_About this task_
Looking at the listing below, retype exactly the lines starting at the one containing "-9,7 +9,7 @@ import" and ending at the one containing "cocreature, line 370: i", both included, and nothing else.

..............................

PR #10757, opened 2021-09-02
Enhance InMemoryLedger to use the ValueEnricher

nickchapman-da:
Enhance `InMemoryLedger` to use the `ValueEnricher`.
- Allowing `SandboxServer` to run Engine with the default `transactionNormalization=false`.
- Enrichment is *not* done when transactions are published; the ACS stores un-enriched contracts and txs.
- Enrichment is done only when responding to verbose API queries.

This change advances the state of #6665

### DIFF
--- a/daml-lf/engine/src/main/scala/com/digitalasset/daml/lf/engine/ValueEnricher.scala
+++ b/daml-lf/engine/src/main/scala/com/digitalasset/daml/lf/engine/ValueEnricher.scala
@@ -9,7 +9,7 @@ import com.daml.lf.language.{Ast, LookupError}
 import com.daml.lf.transaction.Node.{GenNode, KeyWithMaintainers}
 import com.daml.lf.transaction.{CommittedTransaction, Node, NodeId, VersionedTransaction}
 import com.daml.lf.value.Value
-import com.daml.lf.value.Value.ContractId
+import com.daml.lf.value.Value.{ContractId, VersionedValue}
 
 // Provide methods to add missing information in values (and value containers):
 // - type constructor in records, variants, and enums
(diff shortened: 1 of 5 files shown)


ledger/sandbox-classic/src/main/scala/platform/sandbox/stores/ledger/inmemory/InMemoryLedger.scala
```diff
@@ -353,12 +367,14 @@ private[sandbox] final class InMemoryLedger(
                 transactionId,
                 transaction,
               )
+          val enrichedCommittedTransaction =
```
cocreature, line 370: i don’t think always enriching is the right approach. We should do this in the translation if the `verbose` flag is set not always.

nickchapman-da: I did initially try the approach of enriching when returning transactions and contracts form the ledger (conditional on `verbose`), but I couldn't get it to work.

I think the problem is that some of the lookup methods might be dependant on having the in memory store the enriched transaction.

cocreature: Which lookups do you mean and which error did you get when trying that? Doing the enrichment conditionally on the `verbose` flag is what the SQL backend does so I don’t understand why it doesn’t work here.

nickchapman-da: discussion moved to slack

nickchapman-da: changed to the suggested approach

daml-lf/engine/src/main/scala/com/digitalasset/daml/lf/engine/ValueEnricher.scala
```diff
@@ -19,13 +19,28 @@ final class ValueEnricher(engine: Engine) {
   def enrichValue(typ: Ast.Type, value: Value[ContractId]): Result[Value[ContractId]] =
     engine.preprocessor.translateValue(typ, value).map(_.toUnnormalizedValue)
 
+  def enrichVersionedValue(
```
cocreature, line 22: looks like this and some of the other methods here could be private.

cocreature (approved):
Thanks!

remyhaemmerle-da (commented):
Nice.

..............................

_Written reply_
@@ -9,7 +9,7 @@ import com.daml.lf.language.{Ast, LookupError}
 import com.daml.lf.transaction.Node.{GenNode, KeyWithMaintainers}
 import com.daml.lf.transaction.{CommittedTransaction, Node, NodeId, VersionedTransaction}
 import com.daml.lf.value.Value
-import com.daml.lf.value.Value.ContractId
+import com.daml.lf.value.Value.{ContractId, VersionedValue}
 
 // Provide methods to add missing information in values (and value containers):
 // - type constructor in records, variants, and enums
(diff shortened: 1 of 5 files shown)


ledger/sandbox-classic/src/main/scala/platform/sandbox/stores/ledger/inmemory/InMemoryLedger.scala
```diff
@@ -353,12 +367,14 @@ private[sandbox] final class InMemoryLedger(
                 transactionId,
                 transaction,
               )
+          val enrichedCommittedTransaction =
```
cocreature, line 370: i don’t think always enriching is the right approach. We should do this in the translation if the `verbose` flag is set not always.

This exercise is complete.